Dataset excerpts
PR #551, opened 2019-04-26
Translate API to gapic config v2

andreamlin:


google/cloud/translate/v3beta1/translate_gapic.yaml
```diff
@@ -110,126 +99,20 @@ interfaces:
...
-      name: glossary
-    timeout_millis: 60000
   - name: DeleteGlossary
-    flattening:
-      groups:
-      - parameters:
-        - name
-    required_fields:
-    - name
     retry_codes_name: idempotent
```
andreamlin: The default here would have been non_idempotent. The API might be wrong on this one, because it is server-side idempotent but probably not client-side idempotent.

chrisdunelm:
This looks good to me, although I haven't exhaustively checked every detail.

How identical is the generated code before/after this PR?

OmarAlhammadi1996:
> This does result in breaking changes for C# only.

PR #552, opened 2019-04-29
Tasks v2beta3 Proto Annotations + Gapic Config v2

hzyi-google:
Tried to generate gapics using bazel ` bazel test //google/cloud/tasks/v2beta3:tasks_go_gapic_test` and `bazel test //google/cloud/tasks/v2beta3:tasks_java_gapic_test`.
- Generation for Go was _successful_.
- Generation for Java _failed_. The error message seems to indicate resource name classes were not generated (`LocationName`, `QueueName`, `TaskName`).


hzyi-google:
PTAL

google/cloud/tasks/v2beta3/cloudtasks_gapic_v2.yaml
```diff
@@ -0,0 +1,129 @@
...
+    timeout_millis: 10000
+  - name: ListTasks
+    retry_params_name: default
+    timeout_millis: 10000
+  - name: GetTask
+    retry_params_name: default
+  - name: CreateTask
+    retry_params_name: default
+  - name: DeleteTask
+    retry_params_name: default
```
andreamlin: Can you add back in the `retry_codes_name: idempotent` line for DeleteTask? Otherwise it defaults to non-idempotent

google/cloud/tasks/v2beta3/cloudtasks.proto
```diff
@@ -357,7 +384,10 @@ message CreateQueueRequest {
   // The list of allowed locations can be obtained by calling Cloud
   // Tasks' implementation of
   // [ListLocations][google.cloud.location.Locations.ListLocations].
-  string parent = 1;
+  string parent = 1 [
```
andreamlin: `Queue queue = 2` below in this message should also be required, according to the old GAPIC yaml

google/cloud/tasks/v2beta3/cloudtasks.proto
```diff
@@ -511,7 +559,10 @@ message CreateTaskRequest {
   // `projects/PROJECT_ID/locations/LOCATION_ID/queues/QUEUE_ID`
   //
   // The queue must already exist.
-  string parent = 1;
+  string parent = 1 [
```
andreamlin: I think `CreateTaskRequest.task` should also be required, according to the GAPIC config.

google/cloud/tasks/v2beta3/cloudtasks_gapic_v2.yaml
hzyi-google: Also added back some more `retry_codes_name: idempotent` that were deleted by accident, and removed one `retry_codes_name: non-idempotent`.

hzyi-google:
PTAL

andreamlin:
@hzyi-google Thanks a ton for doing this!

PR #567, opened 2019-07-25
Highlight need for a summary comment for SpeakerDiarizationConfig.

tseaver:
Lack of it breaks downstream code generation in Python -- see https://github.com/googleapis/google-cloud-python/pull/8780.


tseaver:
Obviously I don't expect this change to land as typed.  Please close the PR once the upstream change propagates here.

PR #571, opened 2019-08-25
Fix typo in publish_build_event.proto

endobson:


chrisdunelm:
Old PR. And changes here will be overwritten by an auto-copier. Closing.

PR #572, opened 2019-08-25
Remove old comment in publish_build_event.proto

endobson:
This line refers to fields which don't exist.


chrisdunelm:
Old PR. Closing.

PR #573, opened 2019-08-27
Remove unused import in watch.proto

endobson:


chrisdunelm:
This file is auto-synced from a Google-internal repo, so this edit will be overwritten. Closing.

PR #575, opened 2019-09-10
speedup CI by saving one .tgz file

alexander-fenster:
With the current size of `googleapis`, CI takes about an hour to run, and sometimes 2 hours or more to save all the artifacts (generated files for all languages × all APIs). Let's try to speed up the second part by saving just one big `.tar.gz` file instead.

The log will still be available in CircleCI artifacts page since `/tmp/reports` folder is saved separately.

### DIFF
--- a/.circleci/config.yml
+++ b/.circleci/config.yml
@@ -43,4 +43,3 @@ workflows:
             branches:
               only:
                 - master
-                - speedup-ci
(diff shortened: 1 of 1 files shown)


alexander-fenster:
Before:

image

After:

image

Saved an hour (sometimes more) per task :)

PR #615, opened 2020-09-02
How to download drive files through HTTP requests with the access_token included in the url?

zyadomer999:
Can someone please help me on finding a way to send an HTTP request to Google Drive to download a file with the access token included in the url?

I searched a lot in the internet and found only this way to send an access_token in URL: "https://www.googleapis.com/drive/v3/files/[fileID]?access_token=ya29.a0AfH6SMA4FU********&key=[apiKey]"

▶ **What to work on**: In the records above, which lines hold the string "artifacts"? Copy each one.

▶ **Answer space**:
With the current size of `googleapis`, CI takes about an hour to run, and sometimes 2 hours or more to save all the artifacts (generated files for all languages × all APIs). Let's try to speed up the second part by saving just one big `.tar.gz` file instead.
The log will still be available in CircleCI artifacts page since `/tmp/reports` folder is saved separately.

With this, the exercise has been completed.